I've My Work Cut Out for Me

Only three weeks left of summer and I haven't cleared time for lazing about and watching some of my favorites. Am I missing anything?

Monday, July 27, 2009

Themes on a Vacation

I have several hundred pictures from the big vacation. I've been debating how to organize all of this while avoiding one giant bore-fest of a post and not taking it to the extreme of only posting about the vacation for weeks on end. But it is my blog; and my posterity (if they ever get here) may appreciate it one day. Plus, I might like to look back and remind myself of one of my favorite vacations so far.

So I'm going thematic. Today's theme: Art. The Chicago Institute of Art (July 3rd) and the Kansas City Art Festival (June 28th). Totally out of order, but I hope that this way you get a sense of my vacation. And really, chronological isn't always my thinking style.

So, I've always, always, always, always wanted to go to all of The Big Art Museums of the World. The Met, Louvre, The Guggenheim. The Art Institute of Chicago was my first taste of this goal and it did not disappoint. Mostly because I got to see a couple of originals that I've only dreamed about.

1. Georges Seurat's Sunday Afternoon on the Island of La Grande Jatte. Thank Ferris Buehler. Thank the Steven Sondheim musical Sunday in the Park with George. I've always wanted to see this in person and it is magnificent.

2. Georgie O'Keefe's Sky Above Clouds IV, 1965

This doesn't do its size justice. Maybe this will give you an idea:

Joan Didion has an essay about O'Keefe and she references this painting. To see it in person was simply moving for my geeky self. The essay begins,

I recall an August afternoon in Chicago in 1973 when I took my daughter, then seven, to see what Georgia O'Keefe had done with where she had been. One of the vast O'Keeffe 'Sky Above Clouds' canvases floated over the back stairs in the Chicago Art Institute that day, dominating what seemed to be several stories of empty light, and my daughter looked at it once, ran to the landing, and kept on looking. "Who drew it," she whispered after a while. I told her. "I need to talk to her," she said finally.

My daughter was making, that day in Chicago, an entirely unconscious but quite basic assumption about people and the work they do. She was assuming that the glory she saw in the work reflected a glory in its maker, that the painting was the painter as the poem is the poet, that every choice one made alone -- every word chosen or rejected, every brush stroke laid or not laid down -- betrayed one's character. Style is character.

O'Keefe is forever intertwined in this Didion essay for me. Seeing this painting taking up "several stories of empty light" made me understand, once again, how art begets art.

Away we go with images, images, and more images coupled with a bit of travelogue.

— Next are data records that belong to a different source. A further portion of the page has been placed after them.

PR #39, opened 2019-11-21
Ingest storage accounts

aiwilliams:
Ingests Blob containers. Depends on a release of the integration SDK. Still need to handle File, Queue, and Table storage services, though that should be getting easier to do with these changes setting up for it. Also need to get more details about the Blob service containers (like S3 buckets), such as policies etc.

Screen Shot 2019-11-22 at 2 31 07 PM

### DIFF
--- a/docs/tagging.md
+++ b/docs/tagging.md
@@ -1,6 +1,6 @@
 # Microsoft Resource Manager Tag Support
 
-Grouping resouces is important for accomplishing a number of infrastructure
+Grouping resources is important for accomplishing a number of infrastructure
 management tasks. This is supported in Azure using resource groups and tagging.
 The Azure [Tags How to][1] states:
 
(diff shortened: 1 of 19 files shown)


docs/tagging.md
```diff
@@ -0,0 +1,21 @@
+# Microsoft Resource Manager Tag Support
+
+Grouping resouces is important for accomplishing a number of infrastructure
+management tasks. This is supported in Azure using resource groups and tagging.
+The Azure [Tags How to][1] states:
+
+> Tags enable you to retrieve related resources from different resource groups.
+
+See [Tag Support][2] for details on which resources support tagging, because not
+all of them do 😳. This means that it will not be possible to leverage tags as
```
fomentia:
```suggestion
all of them do. 😳 This means that it will not be possible to leverage tags as
```
No emojis before the period. :triumph:

docs/tagging.md
```diff
@@ -0,0 +1,21 @@
+# Microsoft Resource Manager Tag Support
+
+Grouping resouces is important for accomplishing a number of infrastructure
```
fomentia:
```suggestion
Grouping resources is important for accomplishing a number of infrastructure
```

Next in the thematic post: the Kansas City Arts Festival. On Sunday, June 28th, before driving across Missouri into Nauvoo, we spent the morning driving into Kansas City and tracking down something fun to do. We bumped right into this arts festival which included interesting goods to look at, excellent people watching, a delicious lunch at a brewery, and the cutest little frozen yogurt bar I've ever seen. Some highlights:

That took way too long to create. More vacation posts to come (slowly but surely).

Tuesday, July 21, 2009

Hoot Hoot

Blogger reads: Draft autosaved at 12:12 AM. I sit on the living room floor, wedged between couch and coffee table listening to iTunes, the house and atmosphere finally cooling from yet another sizzling July day. I am reminded that I should get my behind in bed. But I want to check facebook, look at blogs one more time, maybe write something on my own.

I am an entirely nocturnal being, a night owl, if you will. My circadian rhythms sound like jazz. I peak in the late evening. The evening chronotype. And I've been this way since childhood.

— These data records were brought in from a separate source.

PR #50, opened 2020-01-27
Additional Logs

fomentia:
This should address all of the logs I said I would add in the related Jira ticket.

### DIFF
--- a/src/azure/resource-manager/BunyanLogPolicy.ts
+++ b/src/azure/resource-manager/BunyanLogPolicy.ts
@@ -42,7 +42,8 @@ export class BunyanLogPolicy extends BaseRequestPolicy {
       const logData = {
         url: httpRequest.url,
         status: response.status,
-        headers: response.parsedHeaders,
+        requestHeaders: response.request.headers.toString(),
+        responseHeaders: response.headers.toString(),
       };
 
       this.logger.info(logData, "Received response from Azure API");
--- a/src/azure/resource-manager/BunyanLogPolicy.ts
+++ b/src/azure/resource-manager/BunyanLogPolicy.ts
@@ -42,7 +42,7 @@ export class BunyanLogPolicy extends BaseRequestPolicy {
       const logData = {
         url: httpRequest.url,
         status: response.status,
-        responseHeaders: response.headers.toString(),
+        responseHeaders: response.headers.rawHeaders(),
       };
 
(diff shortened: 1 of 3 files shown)


src/azure/resource-manager/BunyanLogPolicy.ts
```diff
@@ -42,7 +42,8 @@ export class BunyanLogPolicy extends BaseRequestPolicy {
       const logData = {
         url: httpRequest.url,
         status: response.status,
-        headers: response.parsedHeaders,
+        requestHeaders: response.request.headers.toString(),
```
aiwilliams: I'm concerned about this one because I expect it includes sensitive values. The first request to obtain an OAuth token would include the API secret, right?

src/synchronizers/synchronizeStorageAccounts.ts
```diff
@@ -164,13 +171,20 @@ async function synchronizeStorageAccount(
       const synchronizer = storageServiceSynchronizers[s];
       if (synchronizer) {
         logger.info(logInfo, "Processing storage account service...");
-        operationsResults.push(
-          await synchronizer(
-            executionContext,
-            accountEntity,
-            webLinker,
+        const operations = await synchronizer(
```
aiwilliams: I think it would be good to name this something other than `operations` because I thought this was logging all the operations. How about `operationsSummary`, the name used later in the `logger.info()` call?

src/azure/resource-manager/BunyanLogPolicy.ts
fomentia: I added this to help debug: https://lifeomic.atlassian.net/browse/JPT-2969

I'll remove it for now though.

aiwilliams: Oh, interesting. Perhaps we could start by logging the header keys so we know what's included, and then log values other than sensitive ones such as `Authorization`. I know the feedback cycles are way too long to love that approach, but we have to keep secrets out of the logs.

fomentia: Drat! I wish I had seen this comment before I merged, that's a great idea. Darn GitHub resolved conversations! :fist_raised:

fomentia: I'll create another PR to this project real quick with that change so we don't have to create two upgrade PRs in the deployment project.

It kills me during the school year. The students and I spend first period together pretending we're somewhere just shy of comatose. But in the summer my offbeat schedule works for me. There are some things I simply love about a late summer night. Most relate to the quiet the night offers...

Stars hanging in the dark sky above me.
                          The crickets' screaming legs.
          Lamplight-cast shadows.
            Nothing but the sound of an oscillating fan.
  Books you can't put down.
                         Long and winding conversations.
Meteor showers.
        Thunderstorms that strike into the middle of the night.
Trains shifting and clanking 
     in the gully near my childhood home.
The moon tracing its silver fingers over passing clouds.
             The occasional car's humming doppler effect 
                                                                                                as it passes.

All things calm come in the night.  Walt Whitman, good old Walt, celebrates the mood of night much better than I ever could:

A Clear Midnight

This is thy hour O Soul, thy free flight into the wordless
Away from books, away from art, the day erased, the lesson
Thee fully forth emerging, silent, gazing, pondering the
themes thou lovest best,
Night, sleep, death and the stars.

What time of day suits you best? What do you love so much about it?

Saturday, July 18, 2009

Cleaning ADD

1. Avoid breaking neck on unpacked (but not necessarily put away) messes of shoes on bedroom floor.

2. Start cleaning up shoe mess.

3. Give up.

4. Fold towels.

5. Spot camera.

6. Forget cleaning altogether.

7. Go outside.

8. Take picture of "front porch"

Note to self: sweep stairwell.
Addendum to note-to-self: on mission. stairwell sweeping must wait.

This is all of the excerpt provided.